Work out how many lines of the listing below include the string "simply", and give that number alone.

=== Entries supplied ===

PR #462, opened 2019-03-03
AVRO-1810: Fix GenericDatumWriter w/ enums

ivangreene:
Generated enum classes will implement GenericEnumSymbol so that they may be written with GenericDatumWriter. This narrows the Comparable scope of GenericEnumSymbol to the class that implements it because java.lang.Enum already implements Comparable. However it seems the broader comparable scope was unused or at least untested.

testGenericWriteAndRead reads into an IndexedRecord because there is no GenericDatumReader support for setting an instance of an Enum into a SpecificRecord (but this seems to make sense and SpecificDatumReader should be used in that instance anyway).

https://issues.apache.org/jira/browse/AVRO-1810

### DIFF
--- a/lang/java/avro/src/main/java/org/apache/avro/generic/GenericData.java
+++ b/lang/java/avro/src/main/java/org/apache/avro/generic/GenericData.java
@@ -397,7 +397,7 @@ public class GenericData {
 
   /** Default implementation of {@link GenericEnumSymbol}. */
   public static class EnumSymbol
-      implements GenericEnumSymbol, Comparable<GenericEnumSymbol>  {
+      implements GenericEnumSymbol<EnumSymbol> {
     private Schema schema;
     private String symbol;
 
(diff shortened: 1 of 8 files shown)


michaelmoss:
Hi, I was so happy to see this PR which fixes this issue - thank you. It looks like the JIRA marks the fix version to the unreleased 1.8.4 or 1.9.0 versions. It looks like there are normally 2-3 releases per year, but that there hasn't been a release since mid-2017. Does anyone have suggestions for the best way to capture PRs like this or know when the release might get scheduled? It looks like 1.8.3 has 7 todos and 1.8.4 has 1 (https://issues.apache.org/jira/projects/AVRO?selectedItem=com.atlassian.jira.jira-projects-plugin:release-page&status=no-filter)

Fokko:
We want to release 1.9 soon. We're looking at a RC this week if everything goes according to plan 👍

PR #464, opened 2019-03-04
Add autolabeler build tag for maven pom changes

iemejia:
Fix for the missing autolabeler value for the pom.xml files (Noticed while revieweing the 'apache' maven update PR).


Fokko:
Nice one @iemejia

PR #475, opened 2019-03-10
AVRO-2343 - Invalid json string caused by logic type timestamp millis

henrywu2019:
…a valid json string.

### DIFF
--- a/lang/java/avro/src/main/java/org/apache/avro/generic/GenericData.java
+++ b/lang/java/avro/src/main/java/org/apache/avro/generic/GenericData.java
@@ -590,6 +590,10 @@ public class GenericData {
       seenObjects.put(datum, datum);
       toString(datum, buffer, seenObjects);
       seenObjects.remove(datum);
+    } else if (datum instanceof org.joda.time.DateTime){
+      buffer.append("\"");
+      buffer.append(datum);
+      buffer.append("\"");
     } else {
       buffer.append(datum);
     }


lang/java/avro/src/main/java/org/apache/avro/generic/GenericData.java
```diff
@@ -590,6 +590,10 @@ protected void toString(Object datum, StringBuilder buffer, IdentityHashMap<Obje
       seenObjects.put(datum, datum);
       toString(datum, buffer, seenObjects);
       seenObjects.remove(datum);
+    } else if (datum instanceof org.joda.time.DateTime){
```
dkulp: This definitely cannot be done this way.   With 1.9/master, joda-time must be optional and this re-introduces a direct dependency on a joda.time class.    I'll need to think about this more, but this cannot be merged as-is.

Fokko: Good point, I think we should get rid of Joda since it is officially deprecated.

nandorKollar: I agree with Fokko, maintaining both Joda and Jsr310 implementation in the code just unnecessarily increases the complexity. Is Joda library still maintained at all? I know that it will be a breaking change, but for 1.9 release it is fine I guess.

iemejia: Huge +1 let's get rid of Joda for once and for all!

Fokko: I'm so in favor of this! 👍

pibou:
I'm using Avro 1.9.1 and this problem rises with logical types :

- Time (millisecond precision)
- Timestamp (millisecond precision)
- Date

There is simply no way to handle dates

RyanSkraba:
@pibou Just a quick note -- the workaround would be to use JsonEncoder/JsonDecoder to generate JSON.  

Other than that, I think this PR is a dead end for now because of joda.  Thanks for taking a look at this!

pibou:
> I'm using Avro 1.9.1 and this problem rises with logical types :
> 
> * Time (millisecond precision)
> * Timestamp (millisecond precision)
> * Date
> 
> There is simply no way to handle dates

The problem that was not a problem has been solved

RyanSkraba:
For future reference: see https://github.com/apache/avro/pull/1204 (and, in general, consider using JsonEncoder instead of `.toString` to have a guaranteed Avro JSON compliant representation of your data that can be used across Avro versions and languages!)

PR #478, opened 2019-03-11
AVRO-2348: Do Not Wrap JSON Strings in StringReader for Parsing

BELUGABEHR:


BELUGABEHR:
May want to wait for PR #481

BELUGABEHR:
@dkulp  Fixed the recent merge conflicts.

I am proposing here that we remove wrapping Strings in a StringReader.  The JSON library will do that automatically, but it also has an optimization where it checks if the input String is less than a certain length and will do a quick-parse if the String is less than a certain threshold.

BELUGABEHR:
@dkulp  Hey, did you catch that the last build failed?

`lang/java/avro/src/main/java/org/apache/avro/data/Json.java:26:8: Unused import - com.fasterxml.jackson.core.JsonParseException. [UnusedImports]`

I updated my branch and force pushed

PR #2796, opened 2024-03-10
AVRO-3958: [C] Update min cmake version to 3.5

SahilKang:

We don't use older cmake features and this removes the following warning:

```
  CMake Deprecation Warning at CMakeLists.txt:19 (cmake_minimum_required):
    Compatibility with CMake < 3.5 will be removed from a future version of
    CMake.

    Update the VERSION argument <min> value or use a ...<max> suffix to tell
    CMake that the project does not need compatibility with older versions.
```

## Verifying this change

## Documentation

No new features are added

### DIFF
--- a/lang/c/CMakeLists.txt
+++ b/lang/c/CMakeLists.txt
@@ -16,7 +16,7 @@
 # specific language governing permissions and limitations
 # under the License.
 #
-cmake_minimum_required(VERSION 3.1)
+cmake_minimum_required(VERSION 3.5)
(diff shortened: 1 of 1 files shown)


mkmkme (approved):
This one is trivial and effectively the same as https://github.com/apache/avro/pull/2757. I should've probably taken a look at C as well when I made those changes :)
Thanks!

martin-g:
Thank you, @SahilKang !

PR #2797, opened 2024-03-10
AVRO-3959: [C] Avoid deprecated OSX atomic ops

SahilKang:

macOS 10.12 deprecated the OSAtomic* functions. This removes the following warnings:

```
  warning: 'OSAtomicIncrement32' is deprecated: first deprecated in macOS 10.12
  warning: 'OSAtomicDecrement32' is deprecated: first deprecated in macOS 10.12
```

## Verifying this change

This change is already covered by existing tests, such as `make test`

## Documentation

No new features are added

### DIFF
--- a/lang/c/src/avro/refcount.h
+++ b/lang/c/src/avro/refcount.h
@@ -86,7 +86,10 @@ avro_refcount_dec(volatile int *refcount)
  * Mac OS X
  */
 
-#elif __ENVIRONMENT_MAC_OS_X_VERSION_MIN_REQUIRED__ >= 1050
+#elif __ENVIRONMENT_MAC_OS_X_VERSION_MIN_REQUIRED__ >= 1050 \
+  && __ENVIRONMENT_MAC_OS_X_VERSION_MIN_REQUIRED__ < 101200
+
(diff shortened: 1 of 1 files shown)


mkmkme:
Wouldn't it be better to introduce a new branch for newer version of macOS with usage of `atomic_fetch_sub_explicit(memory_order_relaxed)` and `atomic_fetch_add_explicit(memory_order_relaxed)`, as suggested by the compiler warning?

SahilKang:
using the c11 atomic ops would require changing the `volatile int` input to `atomic_int`...and that'd require changing `volatile int` in several places

to maintain backwards compatibility with the pre-c11 branches, we'd have to use preprocessor wrappers at a higher level

something like:
```
#ifdef __IS_C_11__
#define ATOMIC_INT atomic_int
#define ATOMIC_INC(x) atomic_fetch_add_explicit(x)
...
#else
#define ATOMIC_INT volatile int
#define ATOMIC_INC(x) __sync_add_and_fetch(x, 1)
...
#endif
```

fwiw, I think that'd be a nice followup change to standardize things a bit more

mkmkme:
I see. Thanks for the clarification!

mkmkme (approved):

PR #2798, opened 2024-03-10
AVRO-3960: [C] Fix st ANYARGS warning

SahilKang:

This removes the following warning:

```
  avro/lang/c/src/st.c:240:13: warning: passing arguments to a function without a prototype is deprecated in all versions of C and is not
        supported in C2x [-Wdeprecated-non-prototype]
          hash_val = do_hash(key, table);
```

## Verifying this change

This change is already covered by existing tests, such as `make test`

## Documentation

No new features are added

### DIFF
--- a/lang/c/src/st.c
+++ b/lang/c/src/st.c
@@ -39,8 +39,8 @@ struct st_table_entry {
 static int numcmp(long, long);
 static int numhash(long);
 static struct st_hash_type type_numhash = {
-	HASH_FUNCTION_CAST numcmp,
-	HASH_FUNCTION_CAST numhash
+	(hash_function_compare) numcmp,
+	(hash_function_hash) numhash
 };
 
 /*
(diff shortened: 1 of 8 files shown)


lang/c/src/st.c
```diff
@@ -212,7 +212,7 @@ void st_free_table(st_table *table)
 }
 
 #define PTR_NOT_EQUAL(table, ptr, hash_val, key) \
-((ptr) != 0 && (ptr->hash != (hash_val) || !EQUAL((table), (key), (ptr)->key)))
+((ptr) != 0 && (ptr->hash != (hash_val) || !EQUAL((table), (void*) (key), (void*) (ptr)->key)))
```
mkmkme, line 215: Are the explicit casts to `void*` needed here and below for MSVC? Or is there some other reason to have them?

mkmkme:
Thanks, it's good to have the deprecation warnings go away.

One thing I would suggest, though, since `ANYARGS` is being replaced with three different function ptrs, is having those function ptr types as `typedef`-s and casting the functions in-place explicitly, without the macro.

Does it sound reasonable?

SahilKang:
good idea, I changed the macros to typedefs

lang/c/src/st.c
SahilKang: without the `void*` casts, we get `-Wpointer-integer-compare` warnings due to `st_data_t` being a `uintptr_t`

the other call-sites throughout `/avro/lang/c` pass in pointers so the cast is only needed for `st.c`

martin-g:
Thank you, @SahilKang !

PR #2812, opened 2024-03-19
[AVRO-3945] Add missing bounds check in the loop

mkmkme:

This PR fixes AVRO-3945.

* [C++] Sort the order of unittests and add missing tests
* Add the missing bounds check in the loop

This issue was found by cppcheck:

    impl/json/JsonIO.cc:319:66: warning: Missing bounds check for extra iterator increment in loop. [StlMissingComparison]
        for (string::const_iterator it = s.begin(); it != s.end(); ++it) {
                                                                     ^
    impl/json/JsonIO.cc:350:37: note: Missing bounds check for extra iterator increment in loop.
                            char c = *++it;
                                        ^
    impl/json/JsonIO.cc:319:66: note: Missing bounds check for extra iterator increment in loop.
        for (string::const_iterator it = s.begin(); it != s.end(); ++it) {

The original implementation contained a for-loop that incremented an
iterator on each iteration **and** if a backslash was found. This caused
a situtation when a malicious string could cause an invalid memory access,
because the iterator would reach **after** the `s.cend()` due to additional
increments in the loop body.

## Verifying this change

This change is already covered by existing tests, such as `tests/JsonTests.cc`.

## Documentation

### DIFF
--- a/lang/c++/build.sh
+++ b/lang/c++/build.sh
@@ -86,14 +86,17 @@ case "$target" in
     (cmake -S. -Bbuild -D CMAKE_BUILD_TYPE=Debug -D AVRO_ADD_PROTECTOR_FLAGS=1 && cmake --build build \
       && ./build/buffertest \
       && ./build/unittest \
-      && ./build/CodecTests \
-      && ./build/CompilerTests \
-      && ./build/StreamTests \
-      && ./build/SpecificTests \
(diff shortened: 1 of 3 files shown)


martin-g (approved):

martin-g:
Thank you, @mkmkme !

===

Task answer: 2